I was rarely fearful of tests in school. I would hear other students talking about it and I always wondered, "so what?" I didn't think about it much. I just showed up and took the test. No big deal.
Now, I must hasten to add, that lackadaisical attitude didn't spring from confidence.
I was sometimes not well prepared, but for some reason it didn't bother me.
And so it is with The Shoe.
I'll enjoy it to the full because it doesn't frighten me.
Perhaps it's also because I have great confidence in the instructor. Even though i haven't started carving yet, I have this good feeling that it will be good for me and will expand my knowledge and skill.
And thanks to Jordan for being so willing to share.

ddwwb


----------



## MsDebbieP (Jan 4, 2007)

MsDebbieP said:


> *Carving & Perfectionism*
> 
> Oct. 3/10
> 
> ...


I want your level of "being" ... you live in the "now". It is what it is… live it, savour it, learn from it, grow and move to the next "now".

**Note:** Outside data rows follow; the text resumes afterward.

PR #482, opened 2021-02-12
Introduce the idea of a NotFoundException handler

mshappe:
Allow 404 handling to be centralized and DRY'd up by having get methods throw a `NotFoundException` instead of having to handle it locally.

### DIFF
--- a/api/src/Controller/BaseController.php
+++ b/api/src/Controller/BaseController.php
@@ -6,6 +6,7 @@
 namespace App\Controller;
 
 use ArrayObject;
+use Exception;
 
 use Slim\Container;
 use Slim\Http\Response;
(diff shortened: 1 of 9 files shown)


api/src/Controller/Stores/PutProduct.php
```diff
@@ -23,10 +23,6 @@ public function buildResource(Request $request, Response $response, $params): ar
 
         $product = $this->getProduct($params, $request, $response, $error);
```
mshappe, line 24: SonarCloud rightly bitches about this being a useless assignment. It actually occurs to me that we can use the `rowCount` trick here and `PutStore`, too (if the update affects 0 rows it's a 404). So I'll be updating with that, maybe later tonight.

api/src/Controller/BaseController.php
```diff
@@ -75,7 +81,15 @@ public function processIncludes(Request $request, Response $response, $args, $in
 
     public function __invoke(Request $request, Response $response, $args)
     {
-        $result = $this->buildResource($request, $response, $args);
+        try {
```
mshappe, line 84: SonarCloud also complains about the complexity of this method now. I see a way to refactor it, and will tackle that later.

AricStewart (approved):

I can do it - but I have to block the fears from surfacing. But I know they are there. And now I have a new mentor  ... ok Teacher, maybe the spitballs didn't come from Don.


----------



## roman (Sep 28, 2007)

MsDebbieP said:


> *Carving & Perfectionism*
> 
> Oct. 3/10
> 
> ...


I have my very first carving of a Red Headed Duck and the only thing that is "right" about it, is the fact that its "head" is "red".............super ugly and could even be mistaken for a shoe

What a difference a few years of practice can make


----------



## MsDebbieP (Jan 4, 2007)

MsDebbieP said:


> *Carving & Perfectionism*
> 
> Oct. 3/10
> 
> ...


I laughed at the "mistaken for a shoe"

again, my favourite quote comes to mind: "If it is worth doing, it is worth doing wrong". 
And from that wrong blossoms experience, skills, knowledge and wisdom.
Thank you. (adding to my mentor list)


----------



## scrollgirl (May 28, 2010)

MsDebbieP said:


> *Carving & Perfectionism*
> 
> Oct. 3/10
> 
> ...


I am learning as I go through this life that "fear" can be a huge waste of time and energy. I understand that some situations (and sometimes common sense) warrants some level of fear, but I noticed that in some people (myself included in the past) spend so much time "fearing" and saying "what if this or that happens" that they live their lives in an almost crippled state.

I used to live my life much more cautiously than I do now, and I am far more creative and happy because I no longer do so. Ask yourself "what's the worst that can happen?" Usually the answer doesn't deserve the time and energy that fearing the outcome takes from you.

I am glad to see you jumping in Debbie. Somehow I can predict that you will do just fine. If a piece falls off or something is not just right, you will still have fun and from what little I know or have seen of you, I feel that you will learn from it.

"It is better to have tried and failed then to not have tried at all"

We are all PROUD of you!


----------



## MsDebbieP (Jan 4, 2007)

MsDebbieP said:


> *Carving & Perfectionism*
> 
> Oct. 3/10
> 
> ...


thanks.
I let go of limitations quite awhile ago - but that voice of fear is still there whispering, trying to stop me from trying new things. The difference is that now I know that it has no merit in 99% of the situations in my life. I know how to acknowledge it and still move forward, although it did take me some time to take the picture of the shoe.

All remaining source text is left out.